■ What you will do:
Only these lines of the data below are wanted: the one with "I cheated the", the one with "of changes later?", and any lines between them, each repeated exactly.
....
PR #8680, opened 2020-08-07
Make CURRENT_LINE and CURRENT_COLUMN expansions one-based

### LINKED ISSUE #8679: CURRENT_LINE and CURRENT_COLUMN should be one-based not zero-based
### Description of the Issue

To be user-useful, the `$(CURRENT_LINE)` and `$(CURRENT_COLUMN)` expansions offered in the _Run_ menu's _Run..._ > _The Program to Run_ box should be "one-based" and not "zero-based".

1. In a Notepad++ tab, move your caret to line 1, column 1 (start of document)
2. Invoke the _Run_ menu's _Run..._ command.
3. Put this text in the input combobox underneath _The Program to Run_ :  
`cmd /c echo CURRENT_LINE=$(CURRENT_LINE) CURRENT_COLUMN=$(CURRENT_COLUMN) && pause`:

image

4. Press the `Run` button.

### Expected Behavior

A CMD window opens with `CURRENT_LINE=1 CURRENT_COLUMN=1` in it.

### Actual Behavior

A CMD window opens with `CURRENT_LINE=0 CURRENT_COLUMN=0` in it:

image

The line and column data is always "one less" than it should be, for any line and any column the caret is on.

### Additional

1. If it is thought that users are using these commands as they are, the "fix" could be to implement new expansion variables, suggest: `$(CURRENT_LINE1)` and `$(CURRENT_COLUMN1)`

2. See also https://github.com/notepad-plus-plus/notepad-plus-plus/issues/8629#issuecomment-667582029

### Debug Information
Notepad++ v7.8.9   (32-bit)
Path : C:\\.............\npp.7.8.9.bin\notepad++.exe
Admin mode : OFF
Local Conf mode : ON
OS Version : 1809
OS Build : 17763.1039
Current ANSI codepage : 1252

sasumner:
Fixes #8679

### DIFF
--- a/PowerEditor/src/NppBigSwitch.cpp
+++ b/PowerEditor/src/NppBigSwitch.cpp
@@ -824,12 +824,12 @@ LRESULT Notepad_plus::process(HWND hwnd, UINT message, WPARAM wParam, LPARAM lPa
 
 		case NPPM_GETCURRENTLINE:
 		{
-			return _pEditView->getCurrentLineNumber();
+			return _pEditView->getCurrentLineNumber() + 1;	// one-based, not zero-based
 		}
 
 		case NPPM_GETCURRENTCOLUMN:
 		{
-			return _pEditView->getCurrentColumnNumber();
+			return _pEditView->getCurrentColumnNumber() + 1;	// one-based, not zero-based
 		}
 
 		case NPPM_GETCURRENTSCINTILLA:


dail8859:
Couldn't this potentially break plugins that are expecting it to be zero based? Not saying it is correct, just that the behavior will change.

sasumner:
>Couldn't this potentially break plugins that are expecting it to be zero based?

It could.  Perhaps plugins was its primary use?
I can't see this at a user-level at all, as all other tools I've seen that deal with line and column numbers deal with "user" concepts of one-based numbers.

Should I back off and create `$(CURRENT_LINE1)` and `$(CURRENT_COLUMN1)` ?

dail8859:
I guess that would be Don's call. That suggestion would ensure compatibility and would be my preference.

sasumner:
>I guess that would be Don's call. That suggestion would ensure compatibility and would be my preference.

Let's just go with that, then.
No need to wait for Don on it.
I'll rework it...

Yaron10:
Do plugin use `$(CURRENT_LINE)` or `NPPM_GETCURRENTLINE`?

If the latter is correct, how about changing `wsprintf(expandedStr, TEXT("%d"), lineNumber);` to `wsprintf(expandedStr, TEXT("%d"), lineNumber + 1);` instead of the current change?

(In `RunDlg/RunDlg.cpp`).

Issue #8634, opened 2020-07-29
A web link is not processed if it contains Cyrillic


andrecool-68:
A web link is not processed if it contains Cyrillic.

Notepad++ v7.8.6   (32-bit)
Build time : Apr 21 2020 - 15:17:06
Path : I:\Tools_Servis\TextCode\NPP++\npp.7.8.6.bin\notepad++.exe
Admin mode : ON
Local Conf mode : ON
OS Name : Windows 7 Home Premium (64-bit) 
OS Build : 7601.0
Plugins : ComparePlugin.dll DSpellCheck.dll Explorer.dll HexEditor.dll HTMLTag_unicode.dll ImgTag.dll JSMinNPP.dll LocationNavigate.dll mimeTools.dll MultiClipboard.dll NativeLang.dll NppConverter.dll NppExport.dll NppMarkdownPanel.dll NppSnippets.dll PreviewHTML.dll ShtirlitzNppPlugin.dll Tidy2.dll VisualStudioLineCopy.dll WebEdit.dll WindowManager.dll XMLTools.dll _CustomizeToolbar.dll 

![1](https://user-images.githubusercontent.com/3471892/88802224-70cc2680-d1b3-11ea-9cf5-7c571c7c4d33.png)

sasumner:
URL processing has been undergoing change in recent versions of N++.
Can you retest in 7.8.9 and see if it is the same as you described above in that version?

andrecool-68:
@sasumner 
The latest version has exactly the same behavior

![Безымянный](https://user-images.githubusercontent.com/3471892/88806417-0f0ebb00-d1b9-11ea-8bc4-6f53e7a43aee.png)

Yaron10:
NPP uses the following RegEx which needs to be changed:
`URL_REG_EXPR "[A-Za-z]+://[A-Za-z0-9_\\-\\+~.:?&@=/%#,;\\{\\}\\(\\)\\[\\]\\|\\*\\!\\\\]+"`

BTW, a `.` at the end is interpreted as part of the URL which, obviously, is wrong.

This is a task for @guy038 the RegEx master. :)

sasumner:
So, not any kind of new problem relating to the change to URL displaying, but rather a long-standing thing...

andrecool-68:
@sasumner  I noticed this error only today

Yaron10:
> So, not any kind of new problem relating to the change to URL displaying, but rather a long-standing thing

[...]

PR #8685, opened 2020-08-09
Fix URLs not underlined immediately after copy/paste

Uhf7:
This PR fixes an effect brought up here: https://github.com/notepad-plus-plus/notepad-plus-plus/issues/8634#issuecomment-669503226. It can be seen as another step of the effort to put standard indicators into operation.

The effect can be reproduced as follows:
- New file
- URL underlining on
- Type four lines (the 4th line is empty):
				
		http://aaa
		http://bbb
		http://ccc

- Select them, copy them, paste them several times and watch.

The effect is, that the URLs are not underlined immediately after pasting. Only a cursor movement after the paste gets them underlined.

The reason for it is, that Notepad++ has no reaction to the `SC_MOD_CHANGEINDICATOR` notification implemented. So what happens is:
- The paste occurs
- After the paste, `addHotSpot` is called correctly
- `addHotSpot` marks the links using the indicator
- Scintilla notifies Notepad++ that indicators have been modified
Notepad++ should call `InvalidateRect(EditWindow)` now, what I suggest in this PR.

### DIFF
--- a/PowerEditor/src/NppNotification.cpp
+++ b/PowerEditor/src/NppNotification.cpp
@@ -88,6 +88,10 @@ BOOL Notepad_plus::notify(SCNotification *notification)
 				prevWasEdit = false;
 			}
 
+			if (notification->modificationType & SC_MOD_CHANGEINDICATOR)
+			{
+				::InvalidateRect(notifyView->getHSelf(), NULL, FALSE);
+			}
 			break;
 		}
 


PowerEditor/src/NppNotification.cpp
```diff
@@ -88,6 +88,10 @@ BOOL Notepad_plus::notify(SCNotification *notification)
 				prevWasEdit = false;
 			}
 
+			if (notification->modificationType & SC_MOD_CHANGEINDICATOR)
+			{
+				::InvalidateRect(notifyView->getHSelf(), NULL, FALSE);
+			}
```
donho, line 94: Hmm... I'm wondering if it will bring a performance issue.

donho: It seems ok for me.

Uhf7: It does not bring a performance issue, because calls to `InvalidateRect` do not immediately trigger `WM_PAINT` messages. So calling `InvalidateRect` repeatedly in a loop does no harm.

I checked it out by inserting `OutputDebugString` calls into the code before the `InvalidateRect` calls and the `WM_PAINT` messages sent to Scintilla (in `ScintillaEditView.cpp`). There is one additional `WM_PAINT` message sent per `addHotSpot` call.

But `addHotSpot` calls are seldom, because they are only executed after view range changes or text modifications. I can imagine that `addHotSpot` will be optimized soon, so that it causes no indicator change notifications anymore as long as no URLs have been modified in the view. But this will not affect performance, it will only look better in the debug logs.

Another source of indicator change notifications is the `xmlMatchedTagsHighlighter`. This one does its work after each text cursor move, and also causes one more `WM_PAINT` message per text cursor move. It could be optimized too. And this would also have a close-to-none effect on performance.

What struck me while this tests was, that most `WM_PAINT` messages sent to Scintilla have as update area only _the current line_ or _the current line together with the line above_ or _the current line together with the line below_. This `WM_PAINT` messages occur, when the text cursor is moved and when the text cursor is blinking. And exactly this `WM_PAINT` messages hide most of the potential update problems we may have. I think, this is why the problem has not been seen before. So, whenever it comes to test update problems, I would set the blink rate of the text cursor to max first.

donho: @Uhf7 Thank you very much for the testing and very detail explanation!

PR #8690, opened 2020-08-11
Separate command shortcut names and menu names.

### LINKED ISSUE #8689: Different shortcut names in Shortcut Mapper table and menu
This is about the Shortcut Mapper, tab 1, _Main Menu_.

The shortcut names displayed in the first column are mostly derived from the names of the according menu entries. This is good for most of them, but some commands call for different names in the menu and in the shortcut table. Example:
Menu -> View -> Collapse Level -> 1
The menu entry is "1", and so is the name in the Shortcut Mapper. Not exactly intuitive.

All localized names in this page of the Shortcut Mapper come from the Menu/Main/Commands element of the Language.xml. This contains sub-elements, which have the attributes **id** and **name**. **id** contains the command number, **name** contains how to show it in the menu.

My proposal here is, to add another, optional attribute (I named it **shortcut**). It has not to be there at all, but if it is there, then it is used as display name in the Shortcut Mapper. If it is not there, then the attribute **name** is used for the Shortcut Mapper like before. Useful things can be done with it:

                    <Item id="44051" name="1" shortcut="Collapse Level 1"/>
                    <Item id="44052" name="2" shortcut="Collapse Level 2"/>
                    <Item id="44053" name="3" shortcut="Collapse Level 3"/>

or:

                    <Item id="44081" name="Project Panel 1" shortcut="Toggle Project Panel 1"/>
                    <Item id="44082" name="Project Panel 2" shortcut="Toggle Project Panel 2"/>
                    <Item id="44083" name="Project Panel 3" shortcut="Toggle Project Panel 3"/>
                    <Item id="44085" name="Folder as Workspace" shortcut="Toggle Folder as Workspace/>

In all examples, we want to keep the short name in menu, but need something more in the Shortcut Mapper. The names in the Shortcut Mapper could be updated step by step, there is no rush to change all language files at once. And, in the native English version, which works without language file, the Shortcut Mapper names come from the `winKeyDefs []` table in `Parameters.cpp`, and the menu names come from the menu resource in `notepad_plus.rc`.

This is also a preparation for some new commands, which I want to put into the command list of the Shortcut Mapper, but which I do not want to have in the menu:

                    <Item id="44xxx" name="Project Panel 1" shortcut="Launch Project Panel 1"/>
                    <Item id="44xxx" name="Project Panel 2" shortcut="Launch Project Panel 2"/>
                    <Item id="44xxx" name="Project Panel 3" shortcut="Launch Project Panel 3"/>
                    <Item id="44xxx" name="Folder as Workspace" shortcut="Launch Folder as Workspace"/>

For all of those commands it seems important, that they are labeled correctly in the Shortcut Mapper.

Uhf7:
Fixes #8689.

It's actually an improvement, I wrote fix to link it to the issue.


sasumner:
>It's actually an improvement, I wrote fix to link it to the issue.

When I do an "enhancement", I write "Implements #xxxx" as the description.
It's just what I do, certainly not some rule.

Uhf7:
@sasumner, yes, this sounds right. But in the moment, it does not react to "Improves" or "Enhances" or "Implements", as far as I know. That's why I wrote "Fixes", only to link it to the issue. OK, it's kind of cheating too. I don't do it again. I would not have done this, if the issue would have been created by someone else. But I created it mainly for this PR, and I felt, if the PR is gone, accepted or rejected, the issue can be closed too.

sasumner:
@Uhf7 Not sure I understood that.  Not cheating, IMO.  You can certainly implement issues you create.

Uhf7:
I cheated the Github portal software by tricking it into linking that PR to the issue.

donho:
A question (from a non-native English speaker) does nothing about cheating:
Why you guys use `Fixes` and `Closes` instead of `Fix` and `Close` ?

sasumner:
@donho said:

>A question...

It is a shorter way of saying "This PR fixes issue XX".

If you tried it as "This PR fix XX", it just isn't right. :-)
Maybe that one still seems OK to you? :-)

It doesn't really matter, the intent is clear.
Just keep doing it the way you do it; we'll keep doing it the way we do it.

BTW, Notepad++ is amazing in an English sense.
Thank you for making it as a default English project.
Maybe doing anything else did not make sense?
It has a few rough spots.
The worst one may be "Find in these found results...". :-)

donho:
@sasumner 

> If you tried it as "This PR fix issue XX", it just isn't right. :-)

I didn't think in this way - thank you for the answer.

> The worst one may be "Find in these found results..."

As you know, English is not my native language, so feel free to do a PR if it hurts your eyes :)

sasumner:
@donho 

>As you know, English is not my native language, so feel free to do a PR

When the English is chosen for a new command, I don't like to see it changed in the future, because the translators have already translated based on the original.  Does this make sense?  Or should we feel free to make these sort of changes later?

And of course I have already changed it in my personal english_customizable.xml file. :-)

Uhf7:
> When the English is chosen for a new command, I don't like to see it changed in the future

I would contradict here. Example: There is the _View_ menu, containing the entries
- Fold All
- Unfold All
- Collapse Current Level
- Uncollapse Current Level

and so on. This is an example of inconsistency. And we have to keep it for ever now? For what?

If we would change "Uncollapse" into "Unfold", the English version would get better and all the translations would not become wrong or unusable because of it.

sasumner:
It's not a "should never do" thing, but only when really necessary.
Other points: 
* existing documentation can become out of date
* references to things by textual name on support forums become meaningless or are hard to track

donho:
@Uhf7 
About this PR, I don't think it's a good idea to create the dependency of `nativeLang.xml` because : 
1. The modification of englis.xml and of other localization xml files is necessary. 
2. Without `nativeLang.xml`, the menu items remain the same.
So I won't take this solution.

However, I agree that some item names in shortcut mapper are meaningless. The best solution to me is concatenate items' parent menus name, for example, `Auto-Completion->Function Completion` or `Collaps level->3`. Such method will solve the problem for all languages. But my question is: Can we get the menu parents' name with little coding effort?

Uhf7:
Actually, the nativeLang.xml's can stay as they are or be upgraded step by step. There is no harm done, if they are not updated, then everything stays as it is. If they are updated, then the Shortcut Mapper table improves, everything else stays as it is too.

Without nativeLang.xml (Settings _English_) , the name displayed in the menu comes from the resource, and the name displayed in the Shortcut Mapper comes from the e `winKeyDefs []` table in `parameters.cpp`.  This table can be updated step by step too. I included the three names for _Toggle Project Panel_ as example.

Why we need different names instead of concatenated menu items? Example sub window menu entries: They are named now _Folder As Workspace_, for example, and do actually _Toggle Folder As Workspace_. But this is bad in the menu, because to show this, the menu entry has a check mark displayed before it. And you cannot create a good name for it by concatenating menu entries. And the concatenations will get quite long sometimes. And I think, some translators may want to write different names in the menu and in the Shortcut Mapper table (A short name in menu, a more descriptive name in the Shortcut Mapper).

It was meant as compatible change, to open more potential in the future.

donho:
My main point is the PR doesn't change anything for English users, and I believe they are the major users of Notepad++.

Uhf7:
@donho , maybe there is a misunderstanding here. Please help me with this.

You said, that there is no change without `nativeLang.xml`. Do you mean settings _English_?

If yes, then we have to consider, that setting it to _English_ from any other Language, then Notepad++ works without `nativeLang.xml` only after restart. Because `_nativeLangSpeaker.init` is called with `loadIfEnglish = false` only at the start of Notepad++ in the constructor of `Notepad_plus`. When changing languages, it is called with `loadIfEnglish = true`, which makes it use the `English.xml` for the _English_ setting until restart.

What changed for English users without `nativeLang.xml` with this PR were three entries in the Shortcut Mapper:
- _Project Panel 1_ became _Toggle Project Panel 1_
- _Project Panel 2_ became _Toggle Project Panel 2_
- _Project Panel 3_ became _Toggle Project Panel 3_

This were exactly the changes I expected right now for this case. This changes were reached by inserting names for `IDM_VIEW_PROJECT_PANEL_<n>` into the he `winKeyDefs []` table, not by changing any language.xml. I did nothing insert into this table for the `IDM_VIEW_FOLD_<n>` commands and the `IDM_VIEW_UNFOLD_<n>` commands, but this PR would have opened the possibility to do that or could be extended to this. I just don't wanted to change everything at once.

Can you please check, if you see the _Toggle Project Panel 3_ entries after starting Notepad++ in _English_ language? Perhaps I have coded something wrong, so that it does not work on your system. Thank you in advance for this.

donho:
@Uhf7

Uhf7:
> Why don't you rename for all in this PR ?

I just didn't want to change everything at once. But if you say yes to it, I revise this PR and rename the other entries with unclear names too. And I read the localized names from the `<ShortcutMapper>` section instead of from the `<CommandSection>`.

Then we would have a great new Shortcut Mapper main table (new names at least), ready for commands like "Launch Folder As Workspace" or "Launch Project Panel n". Why will I go for this additional commands? They are not needed in the menu, but they can be used to switch to the specified panel using a keyboard shortcut.

What is my plan after that? Close a single tab of the docked window instead of the whole stack. The prerequisite for this was to make the Project Panels switchable. But this is still a few PRs ahead.

donho:
> I just didn't want to change everything at once. But if you say yes to it, I revise this PR and rename the other entries with unclear names too. 

Surely it was my bad to close this PR too soon, since it does exactly what I want (good job).
But I close it for not seeing what I expected, so I think it's worth to mention the procedure of validation/merging PR (generally):
1. Checking the bug description, and try to reproduce it.
2. If bug is reducible, get the PR branch, compiling it and see if it fix the bug.
3. If the bug has been fixed in PR, then review the codes.

> What is my plan after that? Close a single tab of the docked window instead of the whole stack. The prerequisite for this was to make the Project Panels switchable. But this is still a few PRs ahead.

Yes, sounds great.

sasumner:
@donho said

>2. If bug is reducible, get the PR branch, compiling it and see if it fix the bug.

That sounds like more effort than:  "If bug reproduces, get the PR artifact exe and see if it fixes the bug."

PowerEditor/src/WinControls/shortcut/shortcut.cpp
```diff
@@ -168,10 +168,10 @@ generic_string Shortcut::toString() const
 	return sc;
 }
 
-void Shortcut::setName(const TCHAR * name)
+void Shortcut::setName(const TCHAR * menuName, const TCHAR * shortcutName)
 {
-	lstrcpyn(_menuName, name, nameLenMax);
-	lstrcpyn(_name, name, nameLenMax);
+	lstrcpyn(_menuName, menuName, nameLenMax);
+	TCHAR const * name = shortcutName ? shortcutName : menuName;
```
donho, line 174: Shouldn't it be `const TCHAR *` instead of `TCHAR const *` ?

sasumner: This may be an English speaker thing, but...
If you have, `TCHAR const * foo`, you read it (RTL) out loud as "foo is a pointer to constant TCHAR".
Putting the `const` in a different place, it doesn't read so nice.
THAT is why I like it this way.
But, does it really matter? :-)
That leads into things like, is this correct: `TCHAR *foo` or is this correct: `TCHAR* foo`... or should the `*` be jammed up against the variable name, the type, or floating in space (like line 174 has it above)?
But...these are "small" things, and I'm sure throughout the N++ code we have a variety of all of them. :-)

Uhf7: Both should have the same effect, see

https://stackoverflow.com/questions/890535/what-is-the-difference-between-char-const-and-const-char

From this:
> The first thing to the left of the "const" is what's constant. If "const" is the thing the farthest to the left, then the first thing to the right of it is what's constant

> To avoid confusion, always append the const qualifier.
int       *      mutable_pointer_to_mutable_int;
int const *      mutable_pointer_to_constant_int;
int       *const constant_pointer_to_mutable_int;
int const *const constant_pointer_to_constant_int;

The **const** itself is necessary, because the parameter is **const**. This **const** prevents me from writing `menuName[3]='7'` wihin this function. The **const** has to go over to **name** to satisfy the very accurate compiler, so I appended **const** out of habit. In most of the code lines of Notepad++ **const** seems to be first in the line, and I may have obeyed this in the past, so if you want, I swap it.

Uhf7: >  is this correct: `TCHAR *foo` or is this correct: `TCHAR* foo`... or

I admit that I act totally random about spaces around the `*`. I use the way it is written at the nearest point in code I see, and this not in Notepad++ only. Although at 1st glance, the 1st version seems more correct because of `THCAR *foo, foo1, *foo2;`

sasumner: >I admit that I act totally random about spaces around the *

Yes, use what the code around the area you are affecting does.
However, I've noticed that Visual Studio has its own opinion on this, and sometimes changes it on you.

Uhf7: > Visual Studio has its own opinion on this, and sometimes changes it on you.

Does it? I never noticed. When?

donho: @sasumner @Uhf7 OK, thank you for the explanation. I didn't know both are the same semantically.
Let's keep it as it is.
....
■ Written solution:
I cheated the Github portal software by tricking it into linking that PR to the issue.

donho:
A question (from a non-native English speaker) does nothing about cheating:
Why you guys use `Fixes` and `Closes` instead of `Fix` and `Close` ?

sasumner:
@donho said:

>A question...

It is a shorter way of saying "This PR fixes issue XX".

If you tried it as "This PR fix XX", it just isn't right. :-)
Maybe that one still seems OK to you? :-)

It doesn't really matter, the intent is clear.
Just keep doing it the way you do it; we'll keep doing it the way we do it.

BTW, Notepad++ is amazing in an English sense.
Thank you for making it as a default English project.
Maybe doing anything else did not make sense?
It has a few rough spots.
The worst one may be "Find in these found results...". :-)

donho:
@sasumner 

> If you tried it as "This PR fix issue XX", it just isn't right. :-)

I didn't think in this way - thank you for the answer.

> The worst one may be "Find in these found results..."

As you know, English is not my native language, so feel free to do a PR if it hurts your eyes :)

sasumner:
@donho 

>As you know, English is not my native language, so feel free to do a PR

When the English is chosen for a new command, I don't like to see it changed in the future, because the translators have already translated based on the original.  Does this make sense?  Or should we feel free to make these sort of changes later?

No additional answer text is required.